Moreover, weakening asset quality and rising non-performing loans constrain credit, while Nepal’s continued presence on the Financial Action Task Force (FATF) Grey List adds another layer of pressure. Nepal faces a serious risk of being moved from the FATF ‘grey list’ to the more damaging ‘black list’ for money laundering if it fails to show strong progress within the remaining one-year deadline. The current government is being accused of doing the opposite by deciding, through the Attorney General’s Office, to amend/withdraw charges related to money laundering and organised crime in cases involving around 50 defendants. These risks could harm Nepal’s credibility at upcoming FATF meetings and also undermine Nepal’s ability to sustain economic recovery. However, Nepal’s recognition with ‘BB’ in the Fitch rating, an international credit rating agency, sends a positive signal to international investors.

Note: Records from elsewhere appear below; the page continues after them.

PR #7452, opened 2026-04-02
Add importer-provider extension capability for infrastructure generation

### LINKED ISSUE #7425: Feature: CDK Language Support — Author Azure Infrastructure in Any Programming Language
# Feature: CDK Language Support — Author Azure Infrastructure in Any Programming Language

## Summary

Enable developers to define their Azure infrastructure in general-purpose programming languages (C#, TypeScript/JavaScript, Python, Go, etc.) and have all `azd` commands work transparently. Customers should never need to know about or care about Bicep — they simply author their infrastructure in the CDK language of their choice, and `azd init`, `azd up`, `azd provision`, `azd provision --preview`, `azd deploy`, `azd down`, etc. all just work.

## Motivation

Today, `azd` supports two infrastructure-as-code options: **Bicep** and **Terraform**. While powerful, both are domain-specific languages that require developers to learn specialized syntax. Many developers would prefer to define their infrastructure using the same programming languages they already use for their application code.

Cloud Development Kits (CDKs) make this possible by letting developers use familiar languages and tooling — IDE IntelliSense, type checking, debugging, refactoring, testing, and package management — to define infrastructure. The CDK compiles to an intermediate representation (like Bicep or ARM templates) that cloud platforms understand.

**Azure already has this capability**: [Azure.Provisioning](https://learn.microsoft.com/dotnet/azure/sdk/provisioning/) lets C# developers define Azure resources using the same Azure SDK types they use in their application code. The [Azure CDK](https://github.com/Azure/azure-cdk) project is extending this to TypeScript/JavaScript. Other languages can follow the same pattern.

**The gap is in `azd`** — there's no way to point `azd` at a `.cs` or `.js` file in your `infra/` folder and have it just work. This proposal would close that gap.

### What it looks like today (Bicep only)

```
my-app/
├── src/           # Application code
├── infra/
│   ├── main.bicep              # Must learn Bicep DSL
│   ├── main.parameters.json
│   └── modules/
│       ├── cosmos.bicep
│       └── appservice.bicep
└── azure.yaml
```

### What it should look like (CDK — C# example)

```
my-app/
├── src/           # Application code
├── infra/
│   └── infra.cs   # Write infrastructure in C# — that's it
└── azure.yaml
```

Where `infra.cs` uses .NET 10 single-file app support (no `.csproj` needed):

```csharp
#:package Azure.Provisioning.Resources@1.0.0
#:package Azure.Provisioning.Storage@1.0.0

using Azure.Provisioning;
using Azure.Provisioning.Resources;
using Azure.Provisioning.Storage;

var infra = new Infrastructure("helloStorage");

var rg = new ResourceGroup("rg");
infra.Add(rg);

var storage = new StorageAccount("storage")
{
    Kind = StorageKind.StorageV2,
    Sku = new StorageSku { Name = StorageSkuName.StandardLrs },
};
rg.Add(storage);

infra.Build().Save(args[0]);
```

### What it should look like (CDK — TypeScript example)

```
my-app/
├── src/           # Application code
├── infra/
│   └── infra.ts   # Write infrastructure in TypeScript
└── azure.yaml
```

Where `infra.ts` uses the [Azure CDK](https://github.com/Azure/azure-cdk) TypeScript API:

```typescript
import { resourceGroup, stack } from "@azure-cdk/core";
import { storageAccount } from "@azure-cdk/storage";

const infra = stack({ name: "helloStorage", targetScope: "subscription" });

const rg = resourceGroup(infra, { location: "eastus" });

const storage = storageAccount(rg, {
  sku: { name: "Standard_LRS" },
});
```

### All `azd` commands should work

| Command | Behavior |
|---------|----------|
| `azd init` | Detect CDK files in `infra/`, scaffold `azure.yaml` accordingly |
| `azd up` | Compile CDK → intermediate → deploy to Azure |
| `azd provision` | Same as above, infra only |
| `azd provision --preview` | Compile CDK → show what-if diff |
| `azd deploy` | Deploy application code to provisioned resources |
| `azd down` | Tear down all resources |
| `azd provision -- --param value` | Forward parameters to the CDK program |

## Proof of Concept

We've built a working prototype for C# / Azure.Provisioning that demonstrates this is viable:

### PR: [#7352](https://github.com/Azure/azure-dev/pull/7352) — `provider: code` provisioning provider

- **`CodeProvider`** — language-agnostic router that detects the CDK language from file extensions in `/infra` and dispatches to language-specific sub-providers
- **`DotNetProvider`** — compiles C# to Bicep via `dotnet run`, then delegates to the existing `BicepProvider` for deployment
- **Auto-detection** — drop a `.cs` file in `/infra`, azd detects it automatically (no explicit `provider:` config needed in `azure.yaml`)
- **Single-file support** — uses .NET 10 file-based apps with `#:package` directives, no `.csproj` required
- **Parameter forwarding** — `azd provision -- --region westus3 --prefix myapp` passes args through to the C# program
- **Alpha-gated** — behind `azd config set alpha.code on`

### Real-World Validation

We converted the `todo-csharp-cosmos-sql` sample template from Bicep to a single `infra/infra.cs` file: [m-nash/todo-csharp-cosmos-sql-dotnet](https://github.com/m-nash/todo-csharp-cosmos-sql-dotnet)

- **7 Azure resources**: Cosmos DB (serverless, NoSQL), App Service Plan, Web App, API App, Key Vault, App Insights, RBAC
- **Full E2E verified**: `azd up` → API responds → Playwright tests pass → `azd down` cleans up
- **Same app code, same tests** — only the `/infra` folder changed

### Azure CDK Playground

The [Azure CDK](https://github.com/Azure/azure-cdk) project provides a web playground where users can write infrastructure in C# (and soon TypeScript) with full IntelliSense, see the compiled Bicep/JSON output in real-time, and get error diagnostics with line attribution — demonstrating the authoring experience.

## Architecture

The proposed architecture uses a **compilation step** that converts CDK code to an intermediate representation before deployment:

```
CDK Source (.cs, .ts, .js, .py)
    ↓  [language-specific compiler]
Intermediate Representation (Bicep / ARM JSON)
    ↓  [existing azd deployment pipeline]
Azure Resources
```

This approach:
- **Leverages existing azd infrastructure** — all deployment, state management, and resource tracking reuse the proven Bicep/ARM pipeline
- **Is language-extensible** — adding a new CDK language means implementing a compiler adapter, not a new deployment pipeline
- **Keeps Bicep as a supported first-class option** — this is additive, not a replacement

### 1. Core Provider vs Extension

There are two viable implementation approaches:

**Core Provider** (current PR #7352 approach):
- New `ProviderKind` in `provider.go` with `CodeProvider` routing to language sub-providers
- All `azd` commands work natively including `--preview`, parameter forwarding
- Requires changes to azd core; ships with azd releases

**azd Extension** (suggested by @vhvb1989):
- Use `ServiceTargetProvider` extension API to implement compilation + deployment
- Ships independently from azd releases; no core changes needed
- Extension handles `Package()` (compile CDK → Bicep) and `Deploy()` (deploy Bicep to Azure)

The extension approach may need some platform support to ensure all commands work seamlessly (e.g., `--preview` support, parameter forwarding). What's the preferred direction?

### 2. Language Onboarding

How should new CDK languages be added? The current architecture has a `CodeProvider` router that could dispatch based on file extension:
- `.cs` / `.csproj` → .NET / Azure.Provisioning
- `.ts` / `.js` → TypeScript/JavaScript / Azure CDK
- `.py` → Python (future)
- `.go` → Go (future)

Should each language be a separate azd extension, or should there be a single "CDK" extension/provider that bundles supported languages?

### 3. `azd init` Integration

When a user runs `azd init`, should there be an option to choose their CDK language? For example:

```
? Select your infrastructure language:
  > Bicep
    C# (Azure.Provisioning)
    TypeScript
    Terraform
```

### 4. Template Ecosystem

How should CDK-based templates be represented in the template gallery ([aka.ms/awesome-azd](https://aka.ms/awesome-azd))? Should there be CDK variants of existing templates, or should templates support multiple infrastructure languages side by side?

## Related Work

- **PR [#7352](https://github.com/Azure/azure-dev/pull/7352)** — Working prototype of `provider: code` for C#
- **[Azure.Provisioning](https://learn.microsoft.com/dotnet/azure/sdk/provisioning/)** — C# CDK for Azure resources
- **[Azure CDK Playground](https://github.com/Azure/azure-cdk)** — Web-based authoring environment with IntelliSense
- **[todo-csharp-cosmos-sql-dotnet](https://github.com/m-nash/todo-csharp-cosmos-sql-dotnet)** — Real-world sample template using C# infrastructure (private, can be shared)

vhvb1989:
## Summary

Adds a new `importer-provider` capability to the azd extension framework, enabling extensions to generate infrastructure (Bicep/Terraform) from project-specific definition formats.

This POC enables creating extensions for scenarios like [#7425](https://github.com/Azure/azure-dev/issues/7425), where projects want to define infrastructure in languages like C# or TypeScript instead of writing Bicep directly. The demo extension illustrates this pattern using markdown files as an analogy — where the `.md` files with resource definitions play the role that `.cs` or `.ts` files would in a real implementation. The extension reads these definitions and produces the Bicep that azd provisions.

## How it works

```yaml
# azure.yaml
name: my-app
infra:
  importer:
    name: demo-importer    # extension-provided importer
    # options:              # extension-owned settings (optional)
    #   path: custom-folder
services:
  app:
    host: staticwebapp
    language: js
    project: ./src/app
    dist: dist
```

- **`azd provision`**: If no `infra/` folder exists, the importer generates temporary Bicep at runtime
- **`azd infra gen`**: The importer generates Bicep files into `infra/` (ejection)
- **After ejection**: azd uses the ejected files directly, skipping the importer (supports customization)

## Key design decisions

- **Importers live under `infra.importer`**, not in the services list — services remain clean for deployable units only
- **`options` is an extension-owned map** — each extension defines its own settings (path, format, etc.) with its own defaults
- **Infra override**: Once `infra/` exists with generated files, azd uses those and skips the importer
- **Backward compatible**: Aspire auto-detection via `CanImport` on services is preserved for existing projects

### Core framework
- `Importer` interface with `CanImport`, `Services`, `ProjectInfrastructure`, `GenerateAllInfrastructure`
- `ImportManager` refactored from hardcoded `DotNetImporter` to pluggable `[]Importer` list
- `ImporterRegistry` singleton for extension-registered importers
- `ImporterConfig` with extension-owned `options` map in `provisioning.Options`

### gRPC layer
- `importer.proto` with bidirectional `Stream` RPC
- Extension SDK: `ImporterProvider` interface, `ImporterManager`, `ImporterEnvelope`
- Server-side `ImporterGrpcService` with capability verification
- `ExternalImporter` adapter implementing `Importer` over gRPC

### Demo extension
- `DemoImporterProvider` reads `.md` files with `azd-infra-gen/v1` front-matter header
- Parses resource definitions (resource group, static web app with `azd-service-name` tag)
- Generates `main.bicep`, `main.parameters.json`, `resources.bicep`
- Default folder: `demo-importer/` (overridable via `options.path`)

### Sample project (`test/functional/testdata/samples/extension-importer/`)
- Combines importer-generated infra with a deployable Static Web App service
- Works end-to-end with `azd up` to deploy to Azure

### Documentation
- `docs/extensions/extension-custom-importers.md` — authoring guide

## What is NOT included

- **`azd init` integration**: Extension importers are not invoked during `azd init`. The init command uses built-in `appdetect` with hardcoded language detectors. Extensions can work around this by adding their own init command (e.g., `azd my-importer init`), similar to `azd ai agent init`. A future `project-detector` capability could integrate extensions into `azd init` auto-detection, following the same strategy where extensions define what to detect and what to write.

Closes #7425

### DIFF
--- a/cli/azd/extensions/microsoft.azd.demo/internal/project/importer_demo.go
+++ b/cli/azd/extensions/microsoft.azd.demo/internal/project/importer_demo.go
@@ -238,8 +238,8 @@ func hasInfraGenHeader(path string) bool {
 		if line == "---" {
 			break // end of front-matter
 		}
-		if strings.HasPrefix(line, "format:") {
-			value := strings.TrimSpace(strings.TrimPrefix(line, "format:"))
+		if after, ok := strings.CutPrefix(line, "format:"); ok {
+			value := strings.TrimSpace(after)
 			return value == formatHeader
 		}
 	}
@@ -279,7 +279,7 @@ func parseResourceFile(path string) ([]resourceDef, error) {
 	inFrontMatter := false
 	parsingTags := false
 
-	for _, line := range strings.Split(string(data), "\n") {
+	for line := range strings.SplitSeq(string(data), "\n") {
 		trimmed := strings.TrimSpace(line)
 
 		// Skip front-matter
@@ -309,8 +309,8 @@ func parseResourceFile(path string) ([]resourceDef, error) {
 		}
 
 		// Parse "- key: value" properties
-		if strings.HasPrefix(trimmed, "- ") {
-			prop := strings.TrimPrefix(trimmed, "- ")
+		if after, ok := strings.CutPrefix(trimmed, "- "); ok {
+			prop := after
 
 			// Check for tag entries (indented under tags:)
 			if parsingTags {


cli/azd/pkg/project/dotnet_importer.go
```diff
@@ -573,7 +611,25 @@ func evaluateSingleBuildArg(
...
+func (ai *DotNetImporter) GenerateAllInfrastructure(
+	ctx context.Context,
+	projectPath string,
+	importerConfig provisioning.ImporterConfig,
+) (fs.FS, error) {
+	absPath, err := filepath.Abs(projectPath)
+	if err != nil {
+		absPath = projectPath
+	}
+	svcConfig := &ServiceConfig{
```
jongio, line 625: **[CRITICAL]** Nil pointer panic in `GenerateAllInfrastructure` bridge

`generateAllInfrastructureFromConfig` dereferences `p.Infra.Module`, `p.Infra.Path`, and `p.Path` - all panic when `p` is nil. This path is hit whenever `ImportManager.GenerateAllInfrastructure` auto-detects an Aspire project (the interface dispatches here through the bridge).

Simple nil guards aren't sufficient either - the inner method uses `filepath.Rel(p.Path, ...)` to compute service manifest locations. Consider constructing a minimal `ProjectConfig{Path: projectPath, Infra: DefaultProvisioningOptions}` instead of passing nil.

cli/azd/pkg/project/importer_external.go
```diff
@@ -0,0 +1,281 @@
...
+	}
+
+	// Write generated files to a temp directory
+	tmpDir, err := os.MkdirTemp("", "azd-ext-infra")
+	if err != nil {
+		return nil, fmt.Errorf("creating temporary directory: %w", err)
+	}
+
+	for _, file := range infraResp.Files {
+		target := filepath.Join(tmpDir, file.Path)
```
jongio, line 158: **[CRITICAL]** Path traversal - extension-controlled file paths written without containment check

`file.Path` comes from the extension over gRPC and is joined directly into `tmpDir` without validation. A path like `../../.ssh/authorized_keys` would escape the temp directory. Extensions are user-installed, but defense-in-depth still applies.

Validate that `filepath.Clean(target)` stays under `tmpDir` before writing.

cli/azd/internal/grpcserver/importer_service.go
```diff
@@ -0,0 +1,129 @@
...
+	}
+
+	// Run the broker dispatcher (blocking)
+	// This will return when the stream closes or encounters an error
+	if err := broker.Run(ctx); err != nil && !errors.Is(err, context.Canceled) {
+		return fmt.Errorf("broker error: %w", err)
+	}
+
+	s.providerMapMu.Lock()
+	delete(s.providerMap, registeredImporterName)
```
jongio, line 89: **[HIGH]** Stale importer left in registry after stream close

Stream teardown removes the importer from `providerMap` but not from `ImporterRegistry`. The stale `ExternalImporter` stays in the registry with a dead broker - any subsequent call to it fails with a gRPC stream error instead of a clean "importer not available" message.

`ImporterRegistry` needs a `Remove(name)` method called here alongside the `providerMap` delete.

cli/azd/pkg/project/importer.go
```diff
@@ -264,20 +386,32 @@ func (im *ImportManager) validateServiceDependencies(services []*ServiceConfig,
...
-				log.Printf("error checking if %s is an app host project: %v", svcConfig.Path(), err)
 			}
 		}
 	}
 	return false
 }
 
+// HasAppHost returns true when there is one AppHost (Aspire) in the project.
+// Deprecated: Use HasImporter instead.
+func (im *ImportManager) HasAppHost(ctx context.Context, projectConfig *ProjectConfig) bool {
```
jongio, line 411: **[HIGH]** `HasAppHost` behavioral change - now triggers for non-Aspire importers

`HasAppHost` now delegates to `HasImporter`, which iterates all importers including extension-provided ones. Callers like `pipeline_manager.go` use this to decide Aspire-specific CI behavior (`InstallDotNetForAspire: props.HasAppHost`). A non-Aspire extension importer returning `CanImport=true` would incorrectly trigger .NET SDK installation in generated CI pipelines.

Either keep `HasAppHost` checking only the Aspire importer by name, or rename callers to distinguish Aspire-specific behavior from generic importer presence.

cli/azd/pkg/project/importer_external.go
```diff
@@ -0,0 +1,281 @@
...
+	// Send the fully resolved path so extensions can access project files
+	// regardless of their own working directory
+	if svc.Project != nil {
+		proto.RelativePath = svc.Path()
+	} else {
+		proto.RelativePath = svc.RelativePath
+	}
+
+	if !svc.ResourceName.Empty() {
+		noopMapping := func(string) string { return "" }
```
jongio, line 245: **[MEDIUM]** Noop env var resolver mangles resource names

The noop mapper `func(string) string { return "" }` replaces env var references with empty string - so `rg-${AZURE_ENV_NAME}` becomes `rg-`. This silently corrupts resource names sent to extensions. Use an identity mapper that preserves the template syntax, or send the raw unexpanded value.

cli/azd/test/functional/extension_importer_test.go
```diff
@@ -0,0 +1,113 @@
...
+
+	cli := azdcli.NewCLI(t, azdcli.WithSession(session))
+	cli.WorkingDirectory = dir
+	cli.Env = append(cli.Env, os.Environ()...)
+	cli.Env = append(cli.Env, "AZURE_LOCATION=eastus2")
+
+	_, err = cli.RunCommandWithStdIn(ctx, stdinForInit(envName), "init")
+	require.NoError(t, err)
+
+	// Run `azd infra synth` which invokes ImportManager.GenerateAllInfrastructure
```
jongio, line 102: **[LOW]** Test description doesn't match what it does

Comments reference "azd infra synth" but the test runs `azd show` (line 110). This is a smoke test for extension startup, not infra generation. Either update the comments to match, or add an actual `azd infra synth` call to exercise the importer pipeline end-to-end.

PR #19, opened 2018-04-28
Improve project creation error messages

cpeel:
During project creation, if no record is selected after the
external catalog search and 'Create Project' is selected, we throw
a very useless error to the user. Instead, lets provide information
they can actually use.

### DIFF
--- a/tools/project_manager/editproject.php
+++ b/tools/project_manager/editproject.php
@@ -140,7 +140,7 @@ else
 
     if ($fatal_error != '')
     {
-        $fatal_error = _('site error') . ': ' . $fatal_error;
+        $fatal_error = _('Error') . ': ' . $fatal_error;
         echo "<p class='error'>$fatal_error</p>";
         exit;
     }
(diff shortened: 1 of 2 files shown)


wf49670:
Looks good to me, Casey.

tools/project_manager/editproject.php
```diff
@@ -184,31 +184,20 @@ function set_from_marc_record()
     {
         global $pguser;
 
-        if (!isset($_POST['rec']))
+        $encoded_marc_array = array_get($_POST, "rec", "");
+        if(!$encoded_marc_array)
         {
-            return sprintf(_("parameter '%s' is unset"), 'rec');
+            return sprintf(_("No record selected. If no results are suitable, select '%s' to create the project manually."), "No Matches");
```
jmdyck: "No Matches" should part of the translated string (because the referenced button's text is itself translated).

cpeel: I did it this way on purpose so that the "No Match" string pulls from the same translation to prevent the two strings from accidentally being translated differently, except that I forgot to wrap the string in `_()` -- I'll fix that.

jmdyck: Okay. In that case, external_catalog_search.php (at about line 141) has another string referring to that button that you might want to treat similarly.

Globally, FDI flows to developing countries have contracted sharply, falling to their lowest level since 2005. Meanwhile, in Nepal, FDI commitments expanded to Rs39.25 billion in the first half of the current fiscal year, but actual net FDI inflows remained low at only Rs7.47 billion. This gap between investment pledges and realised capital formation is the main challenge to overcome once a country elects a new government. In the private sector, which accounts for a major share of the economy, confidence is low in the post-protest environment and political uncertainty. Election results are unpredictable, and investors view elections as high-risk events due to changes in government, policy U-turns, or unrest. The study published in International Studies Quarterly shows that FDI inflows often pause or decline in the quarters leading up to an election. Investors adopt a wait-and-see approach before investing in the country.
Managing debt and the way forward
Amid this sluggish investment inflow, the public debt burden is also growing. By mid-December 2025, Nepal’s total public debt reached Rs2.81 trillion (about 46 percent of GDP). The depreciation of the Nepali currency against the US dollar has further exacerbated foreign debt liabilities. What’s more concerning is the rising cost of debt servicing. Similarly, principal and interest payments to repay debt are also increasing, limiting the fiscal space for capital spending, which remains low at 3.6 percent of GDP. Moreover, a study has shown that fiscal deficits in low-income countries tend to widen by approximately 1 percent of GDP in election years. This is typically financed by borrowing, not by tax increases, leading to a direct increase in the public debt.
Lastly, the upcoming election in Nepal must be a mandate for economic course correction. The country cannot afford expensive elections in quick succession. The incoming government must find the political will to unlock its reserves for big infrastructure projects and to create a safe and secure environment for the investors. We must prioritise people and productive sectors. Otherwise, we risk missing the opportunity to capitalise on the demographic dividend (economic growth led by a large share of the working-age population).